STORIE DI AMORE E DI AMICIZIA - La bella storia di Elkabir, del cane Ugo e di Gerardo, purtroppo senza un lieto fine

TRINITAPOLI - Ci sono storie che devono essere assolutamente raccontate perché diventano dei punti di riferimento per chi spesso stenta a comprendere la profondità del legame che si crea tra un uomo ed un animale, e tra le persone che rispettano entrambi. Tutto comincia con Elkabir, un marocchino che assisteva a Trinitapoli una anziana facendole da autista e aiutandola nei servizi di casa. Quando la signora Maria è morta, suo figlio ha licenziato il badante di sua madre e così Elkabir si è trovato improvvisamente, a circa 60 anni, senza un tetto e senza lavoro.

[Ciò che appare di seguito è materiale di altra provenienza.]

PR #298, opened 2022-12-06
soroban-cli: Add `events` subcommand for local and remote event viewing.

Shaptic:
#### 1: Storing Sandbox Events
This stores all events generated by a contract invocation into a local JSON file (much like `ledger.json`) that encodes the event and ledger information exactly in the way the RPC server would return it.

#### 2: Viewing Events
This is a continuation of #260, adding a new events sub-command with the following help text (click to expand):

<details>

```
Watch the network for contract events

USAGE:
    soroban events [OPTIONS]

OPTIONS:
    -s, --start-ledger <START_LEDGER>
            The first ledger sequence number in the range to pull events (required if not in sandbox
            mode)
            
            [default: 0]

    -e, --end-ledger <END_LEDGER>
            The last (and inclusive) ledger sequence number in the range to pull events (required if
            not in sandbox mode).
            https://developers.stellar.org/docs/encyclopedia/ledger-headers#ledger-sequence
            
            [default: 0]

        --output <OUTPUT>
            Output formatting options for event stream
            
            [default: pretty]
            [possible values: pretty, plain, json]

    -c, --count <COUNT>
            The maximum number of events to display (0 = all)
            
            [default: 10]

    -h, --help
            Print help information

OPTIONS (RPC):
        --rpc-url <RPC_URL>
            RPC server endpoint
            
            [env: SOROBAN_RPC_URL=]

OPTIONS (SANDBOX):
        --events-file <PATH>
            Local event store (likely generated by `invoke`) to pull events from
            
            [env: SOROBAN_EVENTS_FILE=]

FILTERS:
        --id <CONTRACT_IDS>...
            A set of (up to 5) contract IDs to filter events on. This parameter can be passed
            multiple times, e.g. `--id abc --id def`, or passed with multiple parameters, e.g. `--id
            abd def`.
            
            Though the specification supports multiple filter objects (i.e. combinations of type,
            IDs, and topics), only one set can be specified on the command-line today, though that
            set can have multiple IDs/topics.

        --topic <TOPIC_FILTERS>...
            A set of (up to 4) topic filters to filter event topics on. A single topic filter can
            contain 1-4 different segment filters, separated by commas, with an asterisk (*
            character) indicating a wildcard segment.
            
            For example, this is one topic filter with two segments:
            
            --topic "AAAABQAAAAdDT1VOVEVSAA==,*"
            
            This is two topic filters with one and two segments each:
            
            --topic "AAAABQAAAAdDT1VOVEVSAA==" --topic '*,*'
            
            Note that all of these topic filters are combined with the contract IDs into a single
            filter (i.e. combination of type, IDs, and topics).

        --type <EVENT_TYPE>
            Specifies which type of contract events to display
            
            [default: all]
            [possible values: all, contract, system]
```
</details>

The options should be self-explanatory and are based on the `getEvents` PR that was recently merged: #270.

  - specify a ledger range you want events for
  - (optionally) pick some contracts and/or topics to filter on
  - (optionally) pick an output format
  - specify either an RPC server or sandbox event file

It's output is something like this:

image

### Why
We should be able to retrieve smart contract events for certain ledger ranges: #61.

### Known limitations
This also needs to be tested end-to-end, now that there's an actual RPC implementation to test against:
 - [x] remove the json fixture mocking the `getEvents` RPC call
 - [x] test against RPC node

#### Out of scope
The following will come in a future PR:

 - support for `getEvents` when using `soroban serve`
 - support for the `--follow` flag with something like `notify`
 - misc. QoL improvements, e.g. showing the latest N events by default


cmd/soroban-cli/src/events.rs
```diff
@@ -0,0 +1,304 @@
...
+    /// Local event store (likely generated by `invoke`) to pull events from
+    #[clap(
+        long,
+        parse(from_os_str),
+        value_name = "PATH",
+        env = "SOROBAN_EVENTS_FILE",
+        help_heading = HEADING_SANDBOX,
+        conflicts_with = "rpc-url",
+    )]
+    events_file: Option<std::path::PathBuf>,
```
paulbellamy, line 45: What should we do if the file doesn't exist? error? exit silently? It might not exist because the user put the wrong path. But it might not exist because there are no events yet.. Tricky... 🤔

paulbellamy: (or if the file is empty)

cmd/soroban-cli/src/invoke.rs
```diff
@@ -432,12 +442,20 @@ impl Cmd {
...
                 error: e,
             }
         })?;
+
+        snapshot::commit_events(&events.0, &ledger_info, &self.events_file).map_err(|e| {
+            Error::CannotCommitLedgerFile {
+                filepath: self.events_file.clone(),
+                error: e,
+            }
+        })?;
```
paulbellamy, line 457: This needs to create the file if it doesn't exist, otherwise it will error:
```
error: committing file .soroban/events.json: No such file or directory (os error 2)
```

cmd/soroban-cli/src/events.rs
```diff
@@ -0,0 +1,304 @@
...
+                            || self.contract_ids.iter().any(|id| *id == evt.contract_id)
+                    })
+                    .filter(|evt| {
+                        // Like before, no topic means pass everything through.
+                        self.topics.is_empty()
+                            || self
+                                .topics
+                                .iter()
+                                // quadratic but both are <= 5 long
+                                .any(|t| evt.topic.iter().any(|t2| *t == *t2))
```
paulbellamy, line 179: I'm not sure this topic matching logic is right. It's missing wildcards for one, and seems like it's doing character comparison?

cmd/soroban-cli/src/events.rs
```diff
@@ -0,0 +1,304 @@
...
+                    })
+                    .cloned()
+                    // FIXME: Bubble up errors rather than ignoring them as soon
+                    // as I understand the Rust-isms necessary... ideally we
+                    // could try_collect() here.
+                    .collect::<Vec<Event>>(),
```
paulbellamy, line 185: Filtering and mapping with Results is always super awkward in rust.
I think you want this line to be:
```suggestion
                    .collect::<Result<Vec<Event>>, std::num::ParseIntError>()?,
```
But idk the iterators to do the filtering above.
@leighmcculloch ?

cmd/soroban-cli/src/invoke.rs
paulbellamy: And needs to mkdir the dir in case the file is different from the ledger.json.

cmd/soroban-cli/src/events.rs
paulbellamy: Might be nice to pull this into a function and do some unit tests. You could have a look at the go unit tests for some example cases.
https://github.com/stellar/soroban-tools/blob/main/cmd/soroban-rpc/internal/methods/get_events_test.go#L21

cmd/soroban-cli/src/snapshot.rs
```diff
@@ -120,10 +127,85 @@ where
...
+            events::HostEvent::Debug(_e) => todo!(),
+        };
+
+        // TODO: Handle decoding errors cleanly; I miss errors.Wrap(err, ...) :(
+        let topics = match &contract_event.body {
+            xdr::ContractEventBody::V0(e) => &e.topics,
+        }
+        .iter()
+        .map(|t| t.to_xdr_base64().unwrap())
+        .collect(); // try_collect()? would be nice here
```
paulbellamy, line 177: I think you could remove the `.unwrap()` above and do:
```suggestion
        .collect::<Result<Vec<_>, _>()?;
```
Map (without the unwrap) returns a: `Iter<Result<String>>`, but `Iter<Result<String, Error>>` has an implicit `From` conversion to go to a `Result<Vec<String>, Error>` (by taking the first error and short-circuiting).
So, by giving the collect an explicit `Result<Vec<String>, Error>` type we can force that conversion. But we can let the compiler fill in the String and Error types here by eliding them with: `Result<Vec<_>, _>`

I think...

https://doc.rust-lang.org/std/result/#collecting-into-result

cmd/soroban-cli/src/snapshot.rs
```diff
@@ -120,10 +127,85 @@ where
...
+
+        let cereal_event = rpc::Event {
+            event_type: "contract".to_string(),
+            id: String::new(),
+            paging_token: String::new(),
```
paulbellamy, line 182: Should be an id, no?

cmd/soroban-cli/src/events.rs
```diff
@@ -0,0 +1,304 @@
...
+    events_file: Option<std::path::PathBuf>,
+
+    /// Whether or not we should keep watching the events file and displaying
+    /// them in real time.
+    #[clap(
+        short, long,
+        help_heading = HEADING_SANDBOX,
+        conflicts_with = "rpc-url",
+    )]
+    follow: bool,
```
paulbellamy, line 54: If we're not implementing this now let's remove it. Better to not leave features in a broken state.

cmd/soroban-cli/src/events.rs
Shaptic: I already handle this with `InvalidFile` if it doesn't exist and `CannotReadFile` if reading fails. I don't think we need to worry about the non-existence case since this is meant to be run after `invoke`.

Maybe if `--follow` is specified, we can skip the non-existence error? As it implies, more heavily at least, that it's running _alongside_ rather than _after_ invoke.

cmd/soroban-cli/src/snapshot.rs
Shaptic: Nice, this worked :sunglasses:

cmd/soroban-cli/src/events.rs
leighmcculloch: Yeah that looks right. If you have collect collect into a Result, it'll stop at the first error.

cmd/soroban-cli/src/events.rs
```diff
@@ -0,0 +1,304 @@
...
+    start_ledger: u32,
+
+    /// The last (and inclusive) ledger sequence number in the range to pull events
+    /// https://developers.stellar.org/docs/encyclopedia/ledger-headers#ledger-sequence
+    #[clap(short, long)]
+    end_ledger: u32,
+
+    /// Formatting options for outputted events
+    #[clap(long, arg_enum, default_value = "pretty")]
+    format: OutputFormat,
```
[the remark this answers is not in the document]
Shaptic: Good call, done.

cmd/soroban-cli/src/events.rs
```diff
@@ -0,0 +1,304 @@
...
+    contract_ids: Vec<String>,
+
+    /// A set of (up to 5) topic filters to filter events on
+    #[clap(
+        long = "topic",
+        multiple = true,
+        max_values(5),
+        help_heading = "FILTERS"
+    )]
+    topics: Vec<String>,
```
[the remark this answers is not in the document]
Shaptic: Good idea, clarified :+1:

cmd/soroban-cli/src/invoke.rs
Shaptic: This is done by the snapshot, no? e.g. this part of `snapshot::commit_events`:

https://github.com/stellar/soroban-tools/blob/77a2120cf34028cc0084a6be95205a18abcddb63/cmd/soroban-cli/src/snapshot.rs#L156-L165

cmd/soroban-cli/src/events.rs
Shaptic: Nice, great idea - I did this haphazardly to get a "this is what it would look like" out there

leighmcculloch (commented):
I defer to @paulbellamy on everything as looks like he's already reviewing, just sharing some thoughts on events.json:

It's unclear to me that we need the sandbox events.json. If there was any feature to defer to see if we can get away without it, this would probably be it. Why: RPC sandbox is going to disappear soon according to https://github.com/stellar/soroban-tools/issues/197#issuecomment-1331155133. Invoke sandbox will be the only things-are-in-files sandbox experience. Outputting the events to stdout is probably sufficient for that use case. Options like querying for ledger number, etc, seem overkill in the cases you need to invoke and query the events. When I imagine using `soroban invoke` in a human capacity, I just want to 👀  the events. When I imagine using `soroban invoke` in a script capacity, it's easier to not have to deal with additional files and getting stdout is simpler.

cmd/soroban-cli/src/events.rs
```diff
@@ -0,0 +1,304 @@
...
+}
+
+impl Cmd {
+    pub async fn run(&self, _matches: &clap::ArgMatches) -> Result<(), Error> {
+        if self.start_ledger > self.end_ledger {
+            return Err(Error::InvalidLedgerRange {
+                low: self.start_ledger,
+                high: self.end_ledger,
+            });
+        }
```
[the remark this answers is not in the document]
Shaptic: Yeah this is not something belonging to the CLI side, right? The error should bubble from the `get_events()` call, I think.

cmd/soroban-cli/src/events.rs
Shaptic: Eh I tried... I think it's the fact that the `Result` only appears after the first `.filter()` which borks up the rest of the process.

cmd/soroban-cli/src/snapshot.rs
Shaptic: Yep, good catch: added in fe2a78a alongside a toid package.

cmd/soroban-cli/src/rpc/mod.rs
```diff
@@ -188,4 +219,15 @@ impl Client {
             .request("getLedgerEntry", rpc_params![base64_key])
             .await?)
     }
+
+    pub async fn get_events(
```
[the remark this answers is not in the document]
Shaptic: fixed now!

cmd/soroban-cli/src/events.rs
Shaptic: Improved this but untested yet

Shaptic:
@leighmcculloch since I've already taken the time to add the sandbox event support, my vote is to keep it until it gets dropped. Stdout is nice and all, but developing over several hours / days basically makes `events.json` a log file you can go back to and cross-reference. The output format here is much nicer than in `invoke`, and I improved the UX such that you can specify the events file as the only arg and replay everything by default. Anyway, I'm probably justifying its existence after the fact, but I'm happy to gut it when the time comes.

@paulbellamy can you review again? barring any changes that come out of further testing, I think this is RFR again.

cmd/soroban-cli/src/events.rs
paulbellamy: I'd either say we should either always skip non-existence error, or always output, it for consistency.

cmd/soroban-cli/src/events.rs
```diff
@@ -0,0 +1,437 @@
...
+                error: err.to_string(),
+            })?
+            .iter()
+            // FIXME: We assume here that events are read off-disk in
+            // chronological order, but we should probably be sorting by ledger
+            // number (and ID, for events within the same ledger), instead,
+            // though it's likely that this logic belongs more in
+            // `snapshot::read_events()`.
+            .rev()
+            // The ledger range is optional in sandbox mode.
```
paulbellamy, line 269: *style*
I'd move this comment down a line so it is next to the relevant check, as I missed it initially.

cmd/soroban-cli/src/events.rs
```diff
@@ -0,0 +1,437 @@
...
+}
+
+// Determines whether or not a particular filter matches a topic based on the
+// same semantics as the RPC server:
+//
+//  - for an exact segment match, the filter is a base64-encoded ScVal
+//  - for a wildcard, single-segment match, the string "*" matches exactly one
+//    segment
+//
+// The expectation is that a `topic_filter` is a comma-separated list of
```
paulbellamy, line 319: *style*
do you mean?
```suggestion
// The expectation is that a `segments` is a comma-separated list of
```

cmd/soroban-cli/src/events.rs
```diff
@@ -0,0 +1,437 @@
...
+// segments that has previously been validated.
+//
+// [API
+// Reference](https://docs.google.com/document/d/1TZUDgo_3zPz7TiPMMHVW_mtogjLyPL0plvzGMsxSz6A/edit#bookmark=id.35t97rnag3tx)
+// [Code
+// Reference](https://github.com/stellar/soroban-tools/blob/bac1be79e8c2590c9c35ad8a0168aab0ae2b4171/cmd/soroban-rpc/internal/methods/get_events.go#L182-L203)
```
paulbellamy, line 325: 🚀

cmd/soroban-cli/src/events.rs
```diff
@@ -0,0 +1,437 @@
...
+pub fn does_topic_match(topics: &Vec<String>, segments: &Vec<&str>) -> bool {
```
paulbellamy, line 326: *style*
Wdyt re param naming?
```suggestion
pub fn does_topic_match(topic: &Vec<String>, filter: &Vec<&str>) -> bool {
```

cmd/soroban-cli/src/events.rs
```diff
@@ -0,0 +1,437 @@
...
+        } else if *segment != topics[idx] {
+            // Exact match the ScVal (decodability is assumed)
+            return false;
+        }
+
+        idx += 1;
+    }
+
+    // Check we had no leftovers
+    idx >= topics.len()
```
paulbellamy, line 346: *bug*
strict equal, no?
```suggestion
    idx == topics.len()
```

paulbellamy: Could even do this before we even bother iterating?

cmd/soroban-cli/src/events.rs
```diff
@@ -0,0 +1,437 @@
...
+pub fn does_topic_match(topics: &Vec<String>, segments: &Vec<&str>) -> bool {
+    let mut idx = 0;
+
+    for segment in segments {
+        if idx >= topics.len() {
+            // Nothing to match, need at least one segment.
+            return false;
+        }
+
+        if *segment != "*" {
```
paulbellamy, line 335: *bug*
Shouldn't this check if the segment *is* a wildcard?
```suggestion
        if *segment == "*" {
```

Could we add a couple unit-tests for this? Could just steal the test cases from the rpc server

cmd/soroban-cli/src/rpc/mod.rs
```diff
@@ -188,4 +226,45 @@ impl Client {
...
+            match event_type {
+                Some(t) => match t {
+                    EventType::All => "",
+                    EventType::Contract => "contract",
+                    EventType::System => "system",
+                },
+                None => "",
+            }
+            .into(),
+        );
```
paulbellamy, line 251: *style*
Inserting a blank `"type": ""` and depending on that not being an error seems a bit dependent on a server implementation quirk, so it would be better to exclude if we could.

There's a few other options for how we could write this here, which would avoid inserting the empty key.

The flattest is probably:
```rust
match event_type {
  Some(EventType::Contract) => filters.insert("type".to_string(), "contract".into()),
  Some(EventType::System) => filters.insert("type".to_string(), "system".into()),
  _ => {},
};
```
But using the `_` matcher means we lose the completeness checking. We could either add the `Some(All)`, and `None` cases, or use a few chaining operators for:
```rust
event_type.and_then(|t| match t {
  EventType::All => None,
  EventType::Contract => Some("contract"),
  EventType::System => Some("system"),
}).map(|t| filters.insert("type".to_string(), t.into()))
```
Not really an issue though, so seems fine as is, if you want tbh.

cmd/soroban-cli/src/snapshot.rs
```diff
@@ -120,10 +127,95 @@ where
...
+            // is a safe assumption
+            1,
+            1,
+        );
+        let cereal_event = rpc::Event {
+            event_type: "contract".to_string(),
+            id: id.to_string(),
+            // stolen from
+            // https://github.com/stellar/soroban-tools/blob/main/cmd/soroban-rpc/internal/methods/get_events.go#L264
+            paging_token: format!("{}-{:010}", id.to_paging_token(), i + 1),
```
paulbellamy, line 192: *bug*
`id` should be the same as this I think?

cmd/soroban-cli/src/snapshot.rs
```diff
@@ -120,10 +127,95 @@ where
...
+            ledger: ledger_info.sequence_number.to_string(),
+            ledger_closed_at: ledger_info.timestamp.to_string(),
```
paulbellamy, line 194: *question*
Unless I'm misreading this, this is a `u64::to_string()`? Which means we're re-using `rpc::Event` here, but serializing stuff differently. In events from the soroban-rpc server this is an ISO8601 string, but here this is a stringified u64. It would be less confusing in future if we are consistent, so can we serialize this as an iso8601?

Edit: In the test fixtures file it is an iso8601, so.. what?

cmd/soroban-cli/src/snapshot.rs
```diff
@@ -120,10 +127,95 @@ where
...
+            },
+        };
+
+        events.push(cereal_event);
+    }
+
+    let mut file = std::fs::OpenOptions::new()
+        .write(true)
+        .truncate(true)
+        .open(output_file)?;
```
paulbellamy, line 216: *question*
Feels a bit awkward to rewrite the entire file every time and truncate. vs append. Probably fine for v1, tho. And avoids race-condition read-inconsistencies, maybe?

cmd/soroban-cli/src/toid/mod.rs
```diff
@@ -0,0 +1,69 @@
+/// A barebones implementation of Total Order IDs (TOIDs) from
```
paulbellamy, line 1: *style*
I think if there is only one file, the best practice would be to do:
`cmd/soroban-cli/src/toid.rs`

paulbellamy (commented):
A couple bugs, but looking good. Almost there.
I wouldn't worry too much about sandbox implementation, given: https://github.com/stellar/soroban-tools/pull/298#pullrequestreview-1214252501

cmd/soroban-cli/src/toid/mod.rs
paulbellamy: Otherwise this is nice. 👍

cmd/soroban-cli/src/events.rs
```diff
@@ -0,0 +1,437 @@
...
+        arg_enum,
+        default_value = "all",
+        help_heading = "FILTERS"
+    )]
+    event_type: rpc::EventType,
+}
+
+#[derive(thiserror::Error, Debug)]
+pub enum Error {
+    #[error("invalid ledger range: low bigger than high ({low} > {high})")]
```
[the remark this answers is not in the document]
Shaptic: nice

cmd/soroban-cli/src/events.rs
```diff
@@ -0,0 +1,437 @@
...
+
+        for raw_contract_id in &self.contract_ids {
+            // We parse the contract IDs to ensure they're the correct format,
+            // but since we'll be passing them as-is to the RPC server anyway,
+            // we disregard the return value.
+            utils::id_from_str::<32>(raw_contract_id).map_err(|e| Error::InvalidContractId {
+                contract_id: raw_contract_id.clone(),
+                error: e,
+            })?;
+        }
```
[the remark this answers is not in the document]
Shaptic: Sorry, I don't think I follow - aren't contract IDs still proper hex hashes in sandbox mode?

cmd/soroban-cli/src/events.rs
```diff
@@ -0,0 +1,437 @@
...
+            }
+        }
+
+        let events = match self.rpc_url.as_ref() {
+            Some(rpc_url) => self.run_against_rpc_server(rpc_url).await?,
+            _ => match self.events_file.as_ref() {
+                Some(path) => self.run_in_sandbox(path)?,
+                _ => return Err(Error::TargetRequired),
+            },
+        };
```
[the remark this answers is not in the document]
Shaptic: sick - didn't know you could do this

cmd/soroban-cli/src/events.rs
```diff
@@ -0,0 +1,437 @@
...
+    /// events (required if not in sandbox mode).
+    /// https://developers.stellar.org/docs/encyclopedia/ledger-headers#ledger-sequence
+    #[clap(short, long, default_value = "0")]
+    end_ledger: u32,
+
+    /// Output formatting options for event stream
+    #[clap(long, arg_enum, default_value = "pretty")]
+    output: OutputFormat,
+
+    /// The maximum number of events to display (0 = all)
```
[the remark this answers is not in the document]
Shaptic: Can't we? The server can enforce the appropriate max if the limit isn't set. I can update the docstring to be more accurate (e.g. `0 = all in sandbox or server limit`)

cmd/soroban-cli/src/events.rs
Shaptic: Strict equal is strictly (heh) more correct, but `>=` is more "defensive"? From the code, there's no way it'd ever actually be `>`, but I like to make my invariants as generic as possible to defend against future code changes going wonky :man_shrugging:

cmd/soroban-cli/src/rpc/mod.rs
Shaptic: Lol I didn't expect something like this to be so convoluted :joy: your second solution is quite neat and clever, but wow that's quite a Rust-ism. What do you think about something a little more "traditional"?

```rust
        if event_type.is_some() && event_type.unwrap() != EventType::All {
            filters.insert(
                "type".to_string(),
                match event_type.unwrap() {
                    EventType::Contract => "contract",
                    EventType::System => "system",
                    EventType::All => "", // never happens, see condition
                }
                .into(),
            );
        }
```

(I wish I could do `if let Some(t) = event_type && t != EventType::All` but rustc doesn't like that.)

cmd/soroban-cli/src/snapshot.rs
Shaptic: oh you're right - I thought we discussed doing paging token and ID as being padded and unpadded, respectively, but I can't find it hah. Same is easier anyway :+1:

cmd/soroban-cli/src/snapshot.rs
Shaptic: yeahhh I thought about this and basically "good enough"d it: on one hand you could dump raw xdr and just append new entries, on the other hand you can have json and readability but then you need full rewrites on appends (unless you want to be clever and inject the serialized json in the correct part of the array in the file, but it seems like we shouldn't cross that bridge if we don't need to). I guess you could also have the file contain json blobs but not be a valid json blob itself

Shaptic: I dunno if race conditions are worth worrying about - who is running multiple sandbox invokes simultaneously?

cmd/soroban-cli/src/toid/mod.rs
Shaptic: cool, sure, I was just following `rpc/mod.rs`, and thought this might evolve into its own crate some day

cmd/soroban-cli/src/rpc/mod.rs
Shaptic: Ok I wrote this and it's kinda ugly - gonna stick with your second approach. Thanks for teaching me about `and_then`!

cmd/soroban-cli/src/toid/mod.rs
paulbellamy: Eh. Let's move it if/when that happens. the go toid package has been around a while without risk of expansion.

cmd/soroban-cli/src/rpc/mod.rs
paulbellamy: fwiw, I couldn't remember if I wanted `map` or what the name of the method that did that was. So I went to https://doc.rust-lang.org/std/option/enum.Option.html#method.and_then, and dug around to find `and_then`, with the right type signature.

paulbellamy:
Note: This might want to be moved under `contract` subcommand with https://github.com/stellar/soroban-tools/pull/319

cmd/soroban-cli/src/events.rs
Shaptic: yeah good idea

cmd/soroban-cli/src/events.rs
Shaptic: Done! Grabbed them all from RPC.

cmd/soroban-cli/src/snapshot.rs
Shaptic: Yeah I bamboozled myself by creating the fixture file manually :yum: Fixed in 39376cfa33e464afd823efb93fec32fc5727d270!

cmd/soroban-cli/src/events.rs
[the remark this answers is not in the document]
Shaptic: Jk I got you - they aren't. Fixed!

cmd/soroban-cli/src/events.rs
Shaptic: Tested now w/ unit tests from RPC

paulbellamy (approved):

cmd/soroban-cli/src/events.rs
Shaptic: Yep, always error.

Afflitto da una forte depressione, ha cercato rifugio nell’alcol che gli ha fatto peggiorare in poco tempo la sua salute fisica e mentale. Lo ha aiutato uno sfasciacarrozze sulla strada tra Trinitapoli e Margherita di Savoia, che gli ha messo a disposizione un container nel retro della sua attività commerciale dove ha sistemato la sua abitazione. È nel campo circostante che un giorno Elkabir ha conosciuto il suo Ugo, un cane di taglia grande e di colore marrone, che è diventato l’amico fedele dei suoi ultimi anni di vita. Un randagio ed un uomo malato e ridotto in povertà si sono fatti compagnia e consolati, assistiti anche dal giovane Gerardo che lavora nella rimessa di auto usate del padre, sistemata nei dintorni della casa-container del marocchino.

Elkabir vaga nel paese sempre più disorientato finché un giorno viene ricoverato forse al “Don Uva” di Bisceglie, da dove ben presto torna. Di lì a poco, Gerardo lo trova disteso per terra nel piazzale del distributore Q8. Stringe nella mano un pezzettino di carta con il numero di telefono di una dottoressa. Portato d’urgenza all’ospedale, gli diagnosticano un tumore molto esteso che lo conduce alla morte in breve tempo. Nel frattempo, Ugo è restato nel container, dove ha anche fatto entrare altri due cani randagi, uno cieco e un secondo di piccola taglia, che vengono affidati alle cure della signora Ottavia di Margherita di Savoia. Ugo, invece, è irremovibile: si rifiuta di lasciare il territorio dove era vissuto con il suo grande amico Elkabir. Gerardo raccoglie una colletta e provvede a far ritornare in Marocco, dalla sua famiglia, il corpo dello sfortunato Elkabir.

Per Ugo, in attesa perenne del suo amato padrone, comincia la seconda fase della sua vita. Grazie a tanti volontari, l’orfano diventa un cane di comunità. Infatti, Gerardo collocò una cuccia in prossimità della strada che da Trinitapoli va a Margherita di Savoia, fornendogli un riparo per la notte e per il freddo dell’inverno. Nei giorni che seguirono, gli animalisti che avevano avuto notizia del povero cane si alternarono per accudirlo e per portargli del cibo.

sociale tri cane ugo 02

Il signor Claudio cominciò a viziarlo con le scatolette di carne, mentre la signora Marcella, a giorni alterni, lo coccolava con vaschette di carne e pasta che lui, con il muso, portava in un angolo per mangiare in pace. Chiunque andasse a fargli visita trovava sempre la ciotola piena di acqua fresca, che veniva quotidianamente riempita.

Gli autisti diretti al mattino a Margherita di Savoia, o viceversa a Trinitapoli, si fermavano di tanto in tanto per chiamarlo e per salutarlo. La signora Marcella non sapeva che il suo nome fosse Ugo e pertanto lo aveva ribattezzato, per il suo colore, Bruno. Appena sentiva il rombo della sua auto, arrivava di corsa e scodinzolava allegro in attesa delle carezze e del cibo. Se poi si allontanava molto nella campagna per correre dietro qualche preda, un fischio o un richiamo lo riportavano subito sul ciglio della strada, dove si tratteneva un po’ con i suoi ormai tanti amici.

Un brutto giorno, però, Ugo ha attraversato la strada ed è morto, investito da un’auto in corsa. I suoi amici umani lo hanno portato a Barletta per farlo cremare e hanno voluto che si raccontasse la storia di questo cane che ha dato felicità prima ad un povero infelice e poi, dopo la morte del suo padrone Elkabir, ha regalato affetto e riconoscenza a chiunque lo avvicinasse e lo nutrisse. Ricordarlo è l’unico modo per rendergli onore.